Pony still allows unbounded non-determinism, of course, but causal messaging gives a very comfortable guarantee to the programmer.
Your causal message ordering guarantee sounds exactly like the Erlang one. If a pair of processes (P1,P2) is given and P1 sends m1 then m2, then P2 will see them in that order, perhaps interleaved with messages from other Pids.
But your claim might be stronger, though I'm not sure in what sense it is stronger.
In Erlang, that only holds for a pair of processes, as you point out.
In Pony, it holds for the entire program. So, if A1 sends a message to A2, and then A1 sends a message to A3, and in response to the second message A3 sends a message to A2... in Pony, A2 is guaranteed to get the message from A1 before the message from A3.
Hmm, thinking some more on this, this holds locally in Erlang, but not in the distributed communication. If we have m1: A1 -> A2, m2: A1 -> A3 and then in m3: A3 -> A2, then the message ordering will always be that m1 comes before m3 in A2 (locally).
Locally, a message pass never fails and always delivers the message directly. It can't be in-flight, so m1 is placed in the mailbox before m2 happens, and thus m3 will always come later.
In the distributed setting, A1, A2 and A3 might be living on three different nodes, and then m1 might get delayed on the TCP socket while m2 and m3 goes through quickly. Thus we observe the reverse ordering, m3 followed by m1. This is probably why the causal ordering constraint is dropped in Erlang. Is pony distributed?
That sounds... interesting. So if A1 is on a different segment, but has a faster link (less congestion?) to A3, than A2, even if it takes 1000t time to send the first message from A1 to A2, and only 10t+t time = 11t time to send a message, from A1 to A3, and from A3 to A2 -- the plan is to guarantee ordering of messages m1, m3 at A2 (delaying m1 at least 989t)?
I suspected as much. It is a pretty good guarantee. Have you found any use for it yet in programs? That is, a program where the causal message ordering is preferred and removes code from the program?
That's just what I was thinking about: Where would this be useful?
On the other hand I could imagine that this could also cause problems: If you have a large program, could then this causality cause some messages to be delayed for a (too) long and not directly visible time in order to achieve the causality guarantee? But the claim was that there is no runtime overhead.

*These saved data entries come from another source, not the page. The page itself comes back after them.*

PR #854, opened 2017-03-28
feat: Use cryptography based JWT parser for increased speed

### LINKED ISSUE #785: Convert pycrypto to cryptography
based on comments left in https://github.com/mozilla-services/autopush/issues/560#issuecomment-273321239 and observation of a slow memory leak in pypy, it may be highly valuable to convert the pycrypto call-outs to use native cryptography libraries.

jrconlin:
Switches to using python cryptography library instead of jose/jwt
(which relied on python ecdsa library). Also discovered lots of fun
discrepencies between how ecdsa and libssl sign things.

closes #785

### DIFF
--- a/autopush/jwt.py
+++ b/autopush/jwt.py
@@ -1,0 +1,107 @@
+import base64
+import binascii
+import json
+
+from cryptography.exceptions import InvalidSignature
+from cryptography.hazmat.backends import default_backend
+from cryptography.hazmat.primitives.asymmetric import ec, utils
+from cryptography.hazmat.primitives import hashes
+from pyasn1.error import PyAsn1Error
+from twisted.logger import Logger
+
+
+def repad(string):
+    # type: (str) -> str
+    """Adds padding to strings for base64 decoding"""
+    if len(string) % 4:
+        string += '===='[len(string) % 4:]
+    return string
+
+
+class VerifyJWT(object):
+    """Minimally verify a Vapid JWT object.
+
+        Why hand roll? Most python JWT libraries either use a python elliptic
+        curve library directly, or call one that does, or is abandoned, or a
+        dozen other reasons.
+
+        After spending half a day looking for reasonable replacements, I
+        decided to just write the functions we need directly.
+
+        THIS IS NOT A FULL JWT REPLACEMENT.
+
+    """
+
+    @staticmethod
+    def extract_signature(auth):
+        # type: (str) -> tuple()
+        """Fix the JWT auth token.
+
+        The JWA spec defines the signature to be a pair of 32octet encoded
+        longs.
+        The `ecdsa` library signs using a raw, 32octet pair of values (s, r).
+        Cryptography, which uses OpenSSL, uses a DER sequence of (s, r).
+        This function converts the raw ecdsa to DER.
+
+        :param auth: A JWT authorization token.
+        :type auth: str
+
+        :return tuple containing the signature material and signature
+
+        """
+        payload, asig = auth.encode('utf8').rsplit(".", 1)
+        sig = base64.urlsafe_b64decode(repad(asig))
+        if len(sig) != 64:
+            return payload, sig
+
+        encoded = utils.encode_dss_signature(
+            s=int(binascii.hexlify(sig[32:]), 16),
+            r=int(binascii.hexlify(sig[:32]), 16)
+        )
+        return payload, encoded
+
+    @staticmethod
+    def decode(token, key):
+        # type (str, str) -> dict()
+        """Decode a web token into a assertion dictionary.
+
+        This attempts to rectify both ecdsa and openssl generated
+        signatures. We use the built-in cryptography library since it wraps
+        libssl and is faster than the python only approach.
+
+        :param token: VAPID auth token
+        :type token: str
+        :param key: bitarray containing public key
+        :type key: str or bitarray
+
+        :return dict of the VAPID claims
+
+        :raise InvalidSignature
+
+        """
+        # convert the signature if needed.
+        try:
+            sig_material, signature = VerifyJWT.extract_signature(token)
+            pkey = ec.EllipticCurvePublicNumbers.from_encoded_point(
+                ec.SECP256R1(),
+                key
+            ).public_key(default_backend())
+            # NOTE: verify() will take any string as the signature. It appears
+            # to be doing lazy verification and matching strings rather than
+            # comparing content values. If the signatures start failing for
+            # some unknown reason in the future, decode the signature and
+            # make sure it matches how we're reconstructing it.
+            # This will raise an InvalidSignature exception if failure.
+            # It will be captured externally.
+            pkey.verify(
+                signature,
+                sig_material.encode('utf8'),
+                ec.ECDSA(hashes.SHA256()))
+            return json.loads(
+                base64.urlsafe_b64decode(
+                    repad(sig_material.split('.')[1]).encode('utf8')))
+        except (ValueError, TypeError, binascii.Error, PyAsn1Error):
+            raise InvalidSignature()
+        except Exception:  # pragma: no cover
+            Logger().failure("Unexpected error processing JWT")
+            raise InvalidSignature()
--- a/autopush/web/webpush.py
+++ b/autopush/web/webpush.py
@@ -3,7 +3,7 @@ import time
 
 from boto.dynamodb2.exceptions import ItemNotFound
 from cryptography.fernet import InvalidToken
-from jose import JOSEError
+from cryptography.exceptions import InvalidSignature
 from marshmallow import (
     Schema,
     fields,
@@ -321,7 +321,7 @@ class WebPushRequestSchema(Schema):
 
         try:
             jwt = extract_jwt(token, public_key)
-        except (AssertionError, ValueError, JOSEError):
+        except (ValueError, InvalidSignature, Exception):
             raise InvalidRequest("Invalid Authorization Header",
                                  status_code=401, errno=109,
                                  headers={"www-authenticate": PREF_SCHEME})
--- a/autopush/tests/test_endpoint.py
+++ b/autopush/tests/test_endpoint.py
@@ -1,11 +1,10 @@
 import json
 import uuid
 
-import jose
 import twisted.internet.base
 from cryptography.fernet import Fernet, InvalidToken
 from cyclone.web import Application
-from mock import Mock, patch
+from mock import Mock
 from moto import mock_dynamodb2
 from nose.tools import eq_, ok_
 from twisted.internet.defer import Deferred
@@ -534,28 +533,6 @@ class RegistrationTestCase(unittest.TestCase):
         self.finish_deferred.addCallback(handle_finish)
         self.reg.request.headers["Authorization"] = "WebPush Invalid"
         self.reg.post(self._make_req(router_type="simplepush",
-                                     uaid=dummy_uaid.hex,
-                                     chid=str(dummy_chid)))
-        return self.finish_deferred
-
-    @patch('jose.jws.verify', side_effect=jose.exceptions.JWTError)
-    def test_post_bad_jwt(self, *args):
-        self.reg.request.body = json.dumps(dict(
-            channelID=str(dummy_chid),
-        ))
-
-        def handle_finish(value):
-            self._check_error(401, 109, 'Unauthorized')
-
-        def restore(*args, **kwargs):
-            uuid.uuid4 = old_func
-
-        old_func = uuid.uuid4
-        uuid.uuid4 = lambda: dummy_uaid
-        self.finish_deferred.addBoth(restore)
-        self.finish_deferred.addCallback(handle_finish)
-        self.reg.request.headers["Authorization"] = "WebPush Dummy"
-        self.reg.post(self._make_req(router_type="webpush",
                                      uaid=dummy_uaid.hex,
                                      chid=str(dummy_chid)))
         return self.finish_deferred
--- a/autopush/tests/test_web_validation.py
+++ b/autopush/tests/test_web_validation.py
@@ -8,8 +8,8 @@ from boto.dynamodb2.exceptions import (
     ItemNotFound,
 )
 from cryptography.fernet import InvalidToken
+from cryptography.exceptions import InvalidSignature
 from jose import jws
-from jose.exceptions import JWTClaimsError
 from marshmallow import Schema, fields
 from mock import Mock, patch
 from moto import mock_dynamodb2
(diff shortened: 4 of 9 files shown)


autopush/jwt.py
```diff
@@ -0,0 +1,102 @@
...
+        # It's ok, though, because neither label them, even though openssl
+        # uses namedtypes, with the names set to ""
+        #
+        # Oh frabjous day!
+        ds = univ.Sequence(
+            componentType=namedtype.NamedTypes()
+        ).setComponents(
+            univ.Integer(int(binascii.hexlify(sig[:32]), 16)),
+            univ.Integer(int(binascii.hexlify(sig[32:]), 16)),
+        )
```
alex: cryptography has a function for taking `r` and `s` and generating the DER encoded body: `cryptography.hazmat.primitives.asymmetric.utils.encode_dss_signature` (path from memory, hopefully correct!)

autopush/jwt.py
```diff
@@ -0,0 +1,102 @@
...
+import json
+from cryptography.hazmat.backends import default_backend
+from cryptography.hazmat.primitives.asymmetric import ec
+from cryptography.hazmat.primitives import hashes
+
+from pyasn1.type import univ, namedtype
+from pyasn1.codec.der.encoder import encode
+
+
+"""Why hand roll?
```
bbangert: nit: Module docs go above the imports

autopush/jwt.py
alex: (In addition to being less code for you, it uses a different python asn.1 lib which is faster, so that'll be helpful if perf is a concern)

autopush/jwt.py
```diff
@@ -0,0 +1,102 @@
...
+
+After spending half a day looking for reasonable replacements, I decided to
+just write the functions we need directly.
+
+THIS IS NOT A FULL JWT REPLACEMENT.
+
+"""
+
+
+def repad(string):
```
bbangert: Wasn't there another padding altering function somewhere?

autopush/jwt.py
```diff
@@ -0,0 +1,102 @@
...
+    # type: (str) -> str
+    """Adds padding to strings for base64 decoding"""
+    if len(string) % 4:
+        string += '===='[len(string) % 4:]
+    return string
+
+
+class VerifyJWT:
```
bbangert: Should inherit from (object) still (in Py3 that's implicit).

autopush/jwt.py
```diff
@@ -0,0 +1,102 @@
...
+            ec.SECP256R1(),
+            key
+        ).public_key(default_backend())
+        # eventually this would be a map of algs to signing algorithms.
+        # NOTE: verifier() will take any string as the signature. It appears
+        # to be doing lazy verification and matching strings rather than
+        # comparing content values. If the signatures start failing for
+        # some unknown reason in the future, decode the signature and
+        # make sure it matches how we're reconstructing it.
+        verifier = pkey.verifier(
```
alex: Recent cryptography's have a helper `pkey.verify()` method, which will save you this comment and a few lines of code :-) https://cryptography.io/en/latest/hazmat/primitives/asymmetric/ec/#cryptography.hazmat.primitives.asymmetric.ec.EllipticCurvePublicKey.verify

autopush/jwt.py
```diff
@@ -0,0 +1,102 @@
...
+    # type: (str) -> str
+    """Adds padding to strings for base64 decoding"""
+    if len(string) % 4:
+        string += '===='[len(string) % 4:]
+    return string
+
+
+class VerifyJWT:
+
+    def __init__(self):  # pragma: no cover
```
bbangert: Why is an empty init needed?

autopush/jwt.py
```diff
@@ -0,0 +1,102 @@
...
+        pass
+
+    @classmethod
```
bbangert: Why not ``@staticmethod``? Since these don't seem to use cls.

autopush/jwt.py
```diff
@@ -0,0 +1,102 @@
...
+        # make sure it matches how we're reconstructing it.
+        verifier = pkey.verifier(
+            base64.urlsafe_b64decode(repad(signature.encode())),
+            ec.ECDSA(hashes.SHA256()))
+        verifier.update(sig_material.encode())
+        # This will raise an InvalidSignature exception if failure.
+        # It will be captured externally.
+        verifier.verify()
+        return json.loads(
+            base64.urlsafe_b64decode(repad(sig_material.split('.')[1])))
```
alex: You can probably factor out the `base64.urlsafe_b64decode(repad(signature.encode()))` above into a `message` var, to safe teh re-decoding.

autopush/jwt.py
```diff
@@ -0,0 +1,102 @@
...
+            componentType=namedtype.NamedTypes()
+        ).setComponents(
+            univ.Integer(int(binascii.hexlify(sig[:32]), 16)),
+            univ.Integer(int(binascii.hexlify(sig[32:]), 16)),
+        )
+        encoded = encode(ds)
+        new_sig = base64.urlsafe_b64encode(encoded)
+        return "{}.{}".format(payload, new_sig)
+
+    @classmethod
```
bbangert: staticmethod?

autopush/jwt.py
```diff
@@ -0,0 +1,102 @@
...
+        # Oh frabjous day!
+        ds = univ.Sequence(
+            componentType=namedtype.NamedTypes()
+        ).setComponents(
+            univ.Integer(int(binascii.hexlify(sig[:32]), 16)),
+            univ.Integer(int(binascii.hexlify(sig[32:]), 16)),
+        )
+        encoded = encode(ds)
+        new_sig = base64.urlsafe_b64encode(encoded)
+        return "{}.{}".format(payload, new_sig)
```
alex: Since the caller immediately calls `split()` on this, is there a reason not to return a tuple?

This saves you the splitting, and removes the need to to base64-encode (and then decode) the signature.

autopush/jwt.py
jrconlin: It's in utils, which includes jwt.py, leading to a dependency loop.

alex: Work around that by moving the function here and changing that file to import it?

autopush/jwt.py
jrconlin: absolutely! Thanks!

alex:
Usage of the cryptography API here LGTM. I don't know anything else about the autopush codebase to say further :-)

autopush/jwt.py
```diff
@@ -0,0 +1,102 @@
...
+        # to be doing lazy verification and matching strings rather than
+        # comparing content values. If the signatures start failing for
+        # some unknown reason in the future, decode the signature and
+        # make sure it matches how we're reconstructing it.
+        verifier = pkey.verifier(
+            base64.urlsafe_b64decode(repad(signature.encode())),
+            ec.ECDSA(hashes.SHA256()))
+        verifier.update(sig_material.encode())
+        # This will raise an InvalidSignature exception if failure.
+        # It will be captured externally.
```
pjenvey: we're not catching it yet --

I think we can overhaul the JOSEError and AssertionError except clause in webpush now for InvalidSignature (IIRC ecdsa had all those asserts we had to catch?)

This func can definitely trigger ValueErrors (from_encoded_point, maybe the rsplits?) which is ok I guess, we're already catching them in that clause.

jose attempts to catch some ValueErrors and convert them to JOSEErrors -- but maybe it wasn't perfect at it because we still had to catch them. 

Looking at jose.jws._load, it's also careful about TypeErrors/binascii.Errors, might we trigger any of those too?

autopush/jwt.py
```diff
@@ -0,0 +1,102 @@
...
+        # uses namedtypes, with the names set to ""
+        #
+        # Oh frabjous day!
+        ds = univ.Sequence(
+            componentType=namedtype.NamedTypes()
+        ).setComponents(
+            univ.Integer(int(binascii.hexlify(sig[:32]), 16)),
+            univ.Integer(int(binascii.hexlify(sig[32:]), 16)),
+        )
+        encoded = encode(ds)
```
pjenvey: Could this ever raise a PyAsn1Error?

autopush/jwt.py
```diff
@@ -0,0 +1,102 @@
...
+            key
+        ).public_key(default_backend())
+        # eventually this would be a map of algs to signing algorithms.
+        # NOTE: verifier() will take any string as the signature. It appears
+        # to be doing lazy verification and matching strings rather than
+        # comparing content values. If the signatures start failing for
+        # some unknown reason in the future, decode the signature and
+        # make sure it matches how we're reconstructing it.
+        verifier = pkey.verifier(
+            base64.urlsafe_b64decode(repad(signature.encode())),
```
pjenvey: do you really want encode() w/ default encoding here and line 97? Should explicitly specify ascii then

autopush/jwt.py
```diff
@@ -0,0 +1,84 @@
+"""Why hand roll?
```
bbangert: This will show up as the module's title in the API docs.... oh, maybe we should add a .rst so that there'll be docs generated for this module?

autopush/jwt.py
```diff
@@ -0,0 +1,84 @@
...
+After spending half a day looking for reasonable replacements, I decided to
+just write the functions we need directly.
+
+THIS IS NOT A FULL JWT REPLACEMENT.
+
+"""
+
+import base64
+import binascii
+import json
```
bbangert: nit: line-break between module imports from std lib to 3rd party.

autopush/jwt.py
jrconlin: Partly. Mostly I wanted to keep the basic concept the same so I didn't have to go do a massive code rewrite.

autopush/web/webpush.py
```diff
@@ -321,7 +321,7 @@ def validate_auth(self, d):
 
         try:
             jwt = extract_jwt(token, public_key)
-        except (AssertionError, ValueError, JOSEError):
+        except (ValueError, InvalidSignature, Exception):
```
pjenvey: Exception here definitely not needed

autopush/jwt.py
```diff
@@ -0,0 +1,102 @@
...
+            return payload, sig
+
+        encoded = utils.encode_dss_signature(
+            s=int(binascii.hexlify(sig[32:]), 16),
+            r=int(binascii.hexlify(sig[:32]), 16)
+        )
+        return payload, encoded
+
+    @staticmethod
+    def decode(token, key=None, *args, **kwargs):
```
pjenvey: key should be required and don't need *args/**kwargs

autopush/jwt.py
```diff
@@ -0,0 +1,102 @@
...
+            # This will raise an InvalidSignature exception if failure.
+            # It will be captured externally.
+            pkey.verify(
+                signature,
+                sig_material.encode('utf8'),
+                ec.ECDSA(hashes.SHA256()))
+            return json.loads(
+                base64.urlsafe_b64decode(
+                    repad(sig_material.split('.')[1]).encode('utf8')))
+        except Exception as ex:
```
pjenvey: It'd be nice to restrict this somewhat but it's a damn chore tracking all the potential exceptions. Maybe we should log totally unexpected ones to sentry?

I'll list the ones I know about, do with it what you want =]

splits: ValueError
base64: (TypeError, binascii.Error)
encode_dss_signature (underneath is pyasn stuff): not sure put probably that PyAsn1Error or whatever it was
verify: InvalidSignature
json.loads: ValueError

alex: `encode_dss_signature` shouldn't ever throw

alex: (if it is, let us know, we need to either fix a bug or update teh docs: https://cryptography.io/en/latest/hazmat/primitives/asymmetric/utils/#cryptography.hazmat.primitives.asymmetric.utils.encode_dss_signature)

jrconlin:
Crap, missed pulling that test. Good catch, thanks!

autopush/jwt.py
jrconlin: @alex, encode_dss_signature shouldn't throw, but hexlify absolutely will. Granted, it's caught by the parent function, but it's also still in the critical path.

autopush/jwt.py
jrconlin: yeah, I had those in because I was trying to make the function a drop in replacement and was being paranoid.

autopush/jwt.py
jrconlin: @pjenvey I like your idea about having a end Exception that reports to sentry. That will let us spot errors, but still have the code behave properly.

autopush/jwt.py
```diff
@@ -0,0 +1,108 @@
...
+                sig_material.encode('utf8'),
+                ec.ECDSA(hashes.SHA256()))
+            return json.loads(
+                base64.urlsafe_b64decode(
+                    repad(sig_material.split('.')[1]).encode('utf8')))
+        except (ValueError, TypeError, binascii.Error, PyAsn1Error,
+                InvalidSignature):
+            raise InvalidSignature()
+        except Exception as ex:  # pragma: no cover
+            Logger().error("Unexpected error processing JWT: ", repr(ex))
```
pjenvey: you want failure("Unexpected error processing JWT"), that'll grab exc_info and send to sentry

autopush/jwt.py
```diff
@@ -0,0 +1,108 @@
...
+            # It will be captured externally.
+            pkey.verify(
+                signature,
+                sig_material.encode('utf8'),
+                ec.ECDSA(hashes.SHA256()))
+            return json.loads(
+                base64.urlsafe_b64decode(
+                    repad(sig_material.split('.')[1]).encode('utf8')))
+        except (ValueError, TypeError, binascii.Error, PyAsn1Error,
+                InvalidSignature):
```
pjenvey: nitpick don't need InvalidSignature here

pjenvey: Ah, probably don't need PyAsn1Error either according to alex

pjenvey:
One more related thing (I notice as I'm looking at sentry):

https://sentry.prod.mozaws.net/operations/autopush-prod/issues/383686/

let's start catching TypeError/binascii.Error in extract_jwt's base64 call

autopush/jwt.py
```diff
@@ -0,0 +1,107 @@
...
+        Cryptography, which uses OpenSSL, uses a DER sequence of (s, r).
+        This function converts the raw ecdsa to DER.
+
+        :param auth: A JWT authorization token.
+        :type auth: str
+
+        :return tuple containing the signature material and signature
+
+        """
+        payload, asig = auth.rsplit(".", 1)
```
pjenvey: Another thing: I think we can just auth.encode('utf-8') here to begin with: then the other 2 later encode calls aren't needed. jose.jws _load does similar. (then you can even utilize our utils.base64_urldecode)

jrconlin: yes on calling `.encode('utf8')` no on using `utils.base64_urldecode`. the latter would set up a circular dependency.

You have an actor A13 that communicates with actor A2. The guarantee allows you to break up A13 into the two actors A1 and A3 that now both communicate with A2 and be done with it.
In erlang, you might not've done so, because you know nothing about message ordering in non-tree-shaped topologies.
Especially if they're trying to include distribution (per a comment elsewhere). Pretty sure you can't have linearalizable messages between nodes without additional runtime cost compared to the non-linearalized case.
Distribution probably (almost definitely) kills the runtime cost, I can't imagine how it couldn't. I'm much more interested in the causality guarantee in the context of the distributed systems.
Oh, agreed. But it's doable, provided you don't mind losing availability (which is...an interesting choice for a programming language), and you don't mind the runtime cost.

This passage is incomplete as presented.